Even in this context, it is noteworthy that the old contracts before January 2, 1999 and not adapted, the annual adjustment rules should follow what is in the contract, provided that it is clearly specified.

Adjustment for change of age

This type of reset occurs when the change in the age of the owner or dependent exceeds one of the age groups in the contract. For plans contracted from 1999, the adjustment for change of age is up to 59 years of age or with 10 or more years of contract. On the other hand, the older contracts to age could reach 80 years.

Thus, the consumer must also observe that the change in the health plan’s monthly fee can match to occur in the same year, for annual adjustment and age.

Reset by accident

Tax fees in the corporate segment, the increase in accidents is increasing commonly used by operators.
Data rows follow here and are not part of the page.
PR #9451, opened 2020-08-26
new chain_config param: action return value limit

dimas1185:
## Change Description

Consensus change.

Currently action return values are limited only by CPU and max wasm memory which is 20MB.
We need to provide node operators a way to prevent users from filling their SHiP logs with noise.

This change includes following changes:
1. adding `max_action_return_value_size` to `chain_config`. default value is 256 bytes.
this config value is used in `set_action_return_value` host function:
2. adding `wql-max-action-return-value` command line option to rodeos with default value of 20MB.
it is used in `set_action_return_value` from `rodeos/callbacks/action.hpp`

## Change Type
**Select ONE**
- [ ] Documentation

- [ ] Stability bug fix

- [ ] Other

- [ ] Other - special case

## Consensus Changes
- [x] Consensus Changes

## API Changes
- [ ] API Changes

## Documentation Additions
- [ ] Documentation Additions


libraries/fc/include/fc/utility.hpp
```diff
@@ -18,6 +18,8 @@
 #define MAX_NUM_ARRAY_ELEMENTS (1024*1024)
 #define MAX_SIZE_OF_BYTE_ARRAYS (20*1024*1024)
 
+static_assert(MAX_SIZE_OF_BYTE_ARRAYS == 20*1024*1024, "Changing MAX_SIZE_OF_BYTE_ARRAYS breaks consensus. Make sure this is expected");
```
jeffreyssmith2nd, line 21: This will need to be ported to the fc repo as well

heifner: I don't think this belongs in `fc` when `fc` is a separate repo. Someone might be using fc for something completely different. I think we should move this static_assert into libraries/chain/include/eosio/chain/config.hpp

libraries/chain/include/eosio/chain/chain_config.hpp
```diff
@@ -281,14 +274,17 @@ template <typename DataStream>
 inline DataStream &operator<<(DataStream &s, const eosio::chain::data_entry<eosio::chain::chain_config_v1, eosio::chain::config_entry_validator> &entry){
    using namespace eosio::chain;
 
-   if (!entry.is_allowed())
-      return s;
+   //initial requirements were to skip packing field if it is not activated.
+   //this approach allows to spam this function with big buffer so changing this behavior
```
swatanabe-b1, line 278: Actually, skipping entries was wrong
- The contract has no way to know that the value was skipped and is likely to behave incorrectly.
- When the protocol feature is not activated, the old version of nodeos that doesn't know about the entry MUST behave the same as the new version of nodeos that does.  Skipping known but unactivated entries violates this.

unittests/test-contracts/action_results/action_results.cpp
```diff
@@ -11,5 +13,10 @@ class [[eosio::contract]] action_results : public contract {
          return 10;
       }
 
+      [[eosio::action]]
+      vector<char> retoverlim() {
+         return vector<char>(512, '0');
```
swatanabe-b1, line 18: I'd like to see tests for:
- exactly at the limit
- exactly one byte over the limit
- The maximum allowed limit

This may require calling `set_action_return_value` directly.

libraries/chain/chain_config.cpp
```diff
@@ -39,17 +39,53 @@ namespace eosio { namespace chain {
                   "max authority depth should be at least 1" );
 }
 
+template<typename Stream>
+Stream& chain_config_v0::log(Stream& out) const{
```
swatanabe-b1, line 43: Is this used anywhere?  If it's defined here it won't be instantiated if it's used in another translation unit.

libraries/chain/include/eosio/chain/chain_config.hpp
dimas1185: @swatanabe-b1  do you propose to remove the requirement for skipping/throwing exception in `get_parameters_packed` ? so inactive config should be presented regardless activation status

swatanabe-b1: I'm not suggesting any functional changes.  The comment indicates that this change is an optimization.  I'm saying that it's also necessary for correctness.  I think throwing an exception is the correct behavior for inactive config entries.

libraries/chain/include/eosio/chain/chain_config.hpp
```diff
@@ -15,6 +15,7 @@ namespace eosio { namespace chain {
  */
 struct chain_config_v0 {
 
+   //order must match parameters as ids are used in serialization
```
tbfleming, line 18: Add an additional comment: do not add more to this list; doing so will break chain_config_v1

tbfleming:
ship changes and rodeos changes look correct

libraries/chain/include/eosio/chain/chain_config.hpp
tbfleming: Never mind. It's already implied by the v0/v1 inheritance.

The aim is to replace the cost of health care which were higher than expected in a given period.

However, the increase in accidents is often considered abusive by health plans. That’s because in addition to the variation of the unilateral value, which is not normally provided in the user contract, the operators do not provide data that could justify the proper adjustment.

For not being defined by ANS, the void left by the legislation has been one of the main topics discussed in court, where the health insurance companies mostly have been won by the consumer.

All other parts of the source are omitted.